KAFKA-16226 Reduce synchronization between producer threads #15323

msn-tldr · 2024-02-06T14:32:56Z

As this JIRA explains, there is increased synchronization between application-thread, and the background thread as the background thread started to synchronized methods Metadata.currentLeader() in original PR. So this PR does the following changes

Changes background thread, i.e. RecordAccumulator's partitionReady(), and drainBatchesForOneNode(), to not use Metadata.currentLeader(). Instead rely on MetadataCache that is immutable. So access to it is unsynchronized.
This PR repurposes MetadataCache as an immutable snapshot of Metadata. This is a wrapper around public Cluster. MetadataCache's API/functionality should be extended for internal client usage Vs public Cluster. For example, this PR adds MetadataCache.leaderEpochFor()
Rename MetadataCache to MetadataSnapshot to make it explicit its immutable.
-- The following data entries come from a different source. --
PR #829, opened 2019-04-28
Voting: skip unnecessary renderings

bpierre:
Noticeable improvement: the side panels transition should be smoother.

Changes:

- Move panels in their own components, so that the rendering of   SidePanel can be skipped entirely.
- Memoize the object returned by usePanel(), so that it can be compared   using a strict equality.
- Move the voting panel actions in their own component fetching their   data, so that the panel component doesn’t need to render that much   anymore.
- Don’t recreate `votes` every second, instead only do it if any   “opened” status has changed.

### DIFF
--- a/apps/voting/app/src/components/NewVotePanel.js
+++ b/apps/voting/app/src/components/NewVotePanel.js
@@ -1,13 +1,27 @@
 import React from 'react'
 import styled from 'styled-components'
-import { TabBar, Button, Info, Text, TextInput, Field } from '@aragon/ui'
+import { Button, Field, Info, SidePanel, TabBar, TextInput } from '@aragon/ui'
 
 const initialState = {
   question: '',
   screenIndex: 0,
 }
 
-class NewVotePanelContent extends React.Component {
+const NewVotePanel = React.memo(({ panelState, onCreateVote }) => (
+  <SidePanel
+    title="New Vote"
+    opened={panelState.visible}
+    onClose={panelState.requestClose}
+    onTransitionEnd={panelState.onTransitionEnd}
+  >
+    <NewVotePanelContent
+      onCreateVote={onCreateVote}
+      panelOpened={panelState.didOpen}
+    />
+  </SidePanel>
+))
+
+class NewVotePanelContent extends React.PureComponent {
   static defaultProps = {
     onCreateVote: () => {},
   }
@@ -99,4 +113,4 @@ const Form = styled.form`
   margin-top: 20px;
 `
 
-export default NewVotePanelContent
+export default NewVotePanel
--- a/apps/voting/app/src/App.js
+++ b/apps/voting/app/src/App.js
@@ -1,10 +1,10 @@
 import React from 'react'
-import { Main, SidePanel } from '@aragon/ui'
+import { Main } from '@aragon/ui'
 
 import EmptyState from './screens/EmptyState'
 import Votes from './screens/Votes'
-import VotePanelContent from './components/VotePanelContent'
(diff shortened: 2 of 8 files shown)


apps/voting/app/src/components/NewVotePanel.js
```diff
@@ -1,13 +1,27 @@
...
 const initialState = {
   question: '',
   screenIndex: 0,
 }
 
-class NewVotePanelContent extends React.Component {
+const NewVotePanel = React.memo(({ panelState, onCreateVote }) => (
+  <SidePanel
+    title="New Vote"
+    opened={panelState.visible}
```
AquiGorka: I followed `panelState` object to see if it was reliable for the `Object.is` comparison in `React.memo` - there is a lot of _memoization_ going upwards. A lot. I am glad everything has been optimized in such a way. Is it sustainable? What happens if a non-memoized object is added through the pipes? I'll keep this in mind to correctly implement new code.

bpierre: > Is it sustainable?

It’s still an experiment and I we should keep playing with this codebase to have an answer: I think it’s still a bit early to know if the things we don’t like are due to our lack of experience with hooks, or if they really are too limiting for some things (= big, stateful components like `App`).

> What happens if a non-memoized object is added through the pipes?

In the worst case, components would re-render too much, which should “only” impact performances until we optimize again.

If you take the `votes`, the entire array used to be recreated every second, because a key on every vote could *potentially* change (the vote being `open`ed or not). [It has now been updated](https://github.com/aragon/aragon-apps/blob/master/apps/voting/app/src/components/VotingCard/VotingCard.js#L108), so that the `votes` array only gets recreated when the `open` status of one of the votes gets updated.

But it’s still imperfect: we should only recreate the array and the vote objects that need to be updated, not the others. That way, we could compare `prevProps.vote === nextProps.vote` (or `React.memo` / `React.PureComponent`) on the component directly.

In the meantime, and because it’s a critical component, I added this at the component level: https://github.com/aragon/aragon-apps/blob/master/apps/voting/app/src/components/VotingCard/VotingCard.js#L108-L123

Another solution could be to make these all separate props, but I think it makes more sense to have a standard `vote` object in the app that can be passed directly to components, and ensuring that objects don’t get recreated if it’s not needed (à la Redux reducers).

bpierre:
@sohkai nice catch, thanks! :goal_net:

apps/voting/app/src/components/NewVotePanel.js
sohkai: > But it’s still imperfect: we should only recreate the array and the vote objects that need to be updated, not the others.

This is something that might be hard to do with how the background scripts work (and the caching involved). I think we get new objects back on every emission because it has to go through multiple frames (webworker -> client -> app). I guess eventually we'd use some sort of "change delta" API instead so you could declare in your reducer only the things that have changed.

bpierre: Ah yes this is another optimization we could have, but for now I was really talking about the ticker every second: at the moment, even if we don’t receive any updates from the worker, every vote object get updated if only one of them really need to be updated.

I was tempted to use a `WeakMap` to keep track of the previous vote object and reuse it if there is no update, but I preferred not to do it for now to not add even more complexity… maybe a more React-y solution would be to store them in a state, so we can access the previous vote objects and reuse them if needed.

Note: I realize I linked to the component skip function twice in the comment above, the first link was supposed to be this one: https://github.com/aragon/aragon-apps/pull/829/files#diff-604d07e63d04d87d1abce3ed54b927fdR18

PR #832, opened 2019-04-30
Voting: add block time to data fetching script

sohkai:


2color:
What is that script used for?

sohkai:
@2color It's helps us fetch some data for a particular vote (e.g. votes in ANV2) to analyze it (e.g in Tableau).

Note both Cluster and MetadataCache are not syncronized, hence reduce synchronization from the hot path for high partition counts.

More detailed description of your change,
if necessary. The PR title and PR message become
the squashed commit message, so use a separate
comment to ping reviewers.

Summary of testing strategy (including rationale)
for the feature or bug fix. Unit and/or integration
tests are expected for any behaviour change and
system tests should be considered for larger changes.

Committer Checklist (excluded from commit message)

Verify design and implementation
Verify test coverage and CI build status
Verify documentation (including upgrade notes)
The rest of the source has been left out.